"When you are in your moon and I am in my sun"
(first published in The Vocabula Review, October 2008)
When you are in your moon and I am in my sun,
our many-prismed passions chained, ribbon our fleshly prisoned souls,
unreflected fetal light bends to time, succumbed,
to each we mouth a shout, listening to the vacuum sing reluctantly,
when you are in your moon, and I am in my sun.
When you nibble your moon and I consume my sun,
our often-tiered hearts palpate methods to construct
labyrinthine mausoleums to our coddled gods
who genuflect on glass kneecaps to their clownish creations;
when you nibble your moon and I consume my sun.

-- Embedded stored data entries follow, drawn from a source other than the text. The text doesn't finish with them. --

PR #2395, opened 2024-04-15
fix: trieJournal format compatible old db format

jingjunLi:
### Description

If trieJournal is stored in the database, it retains the old journal format; if trieJournal writes to the journal file using the new journal format;

### Rationale

### Example

### Changes

Notable changes: 
* ...

### DIFF
--- a/triedb/pathdb/database.go
+++ b/triedb/pathdb/database.go
@@ -92,7 +92,7 @@ type layer interface {
 	// journal commits an entire diff hierarchy to disk into a single journal entry.
 	// This is meant to be used during shutdown to persist the layer without
 	// flattening everything down (bad for reorgs).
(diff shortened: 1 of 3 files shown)


RenRick (dismissed):
LGTM

Fynnss (dismissed):
LGTM

NathanBSC:
can we avoid to change the interface of function loadDiffLayer, loadDiskLayer and journal?
we can already get JournalFilePath by `db.config.JournalFilePath`

NathanBSC:
why a field `length` is need?
rlp decode will not use it, I also can't see other usage

NathanBSC (approved):

buddh0 (approved):

zzzckck (approved):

When you walk your moon and I run my sun,
time twists cruel icicles through our marrow,
our isolated bones call each to all. My flesh does not fit.
Our hallowed sighs rest on crucified stars, falling,
when you walk your moon and I run my sun.
When you throw your moon and I tempt my sun,
the dark matter between us mocks and cries its need:
Rockets love best when they explode.
Her now-anonymous diamond bleeds.
When you throw your moon and I tempt my sun.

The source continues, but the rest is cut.